The 2005 Oregon Legislature adopted the goal of universal health care. A 2016 RAND study determined that Oregon could enact a universal single payer health care system with no greater cost than that which Oregonians currently spend on health care through taxes, premiums, and out-of-pocket expenses. In 2017 the Legislature statutorily reaffirmed its goal of universal health care.

Coordinated care organizations were created by the Oregon Legislature in 2012 to better serve the Medicaid population. Coordinated care organizations in the past four years have met certain metrics for Oregon’s Medicaid population, e.g., reducing unnecessary emergency room visits. CCOs have been credited with keeping the growth of medical costs at a level acceptable to the Oregon Health Authority, though greater than the growth of Medicaid expenditures throughout the nation.

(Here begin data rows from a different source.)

Issue #2281, opened 2026-07-07
render: attribute the residual per-axis yaw GPU delta, per stage (post-#2273)


jakildev:
**Area:** engine/render (per-axis pipeline, GPU perf)
**Model:** opus

## Context

#2256 documented a residual yaw-vs-cardinal GPU frame gap attributed to the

Patients enrolled in coordinated care organizations are generally happy with their care, attributable in large part to their use of recently adopted patient-centered medical homes. For years, these homes have been used across the nation as a model of health care delivery, and have been shown to improve health outcomes. However, it is too early to tell whether coordinated care organization patient-centered medical homes will achieve similar gains.  Given enough time, it is reasonable to expect individual and population health to improve through coordinated care organizations’ continued structural support of patient-centered medical homes, through improved treatment for mental health disorders and through full engagement of public health agencies in addressing social determinants of health.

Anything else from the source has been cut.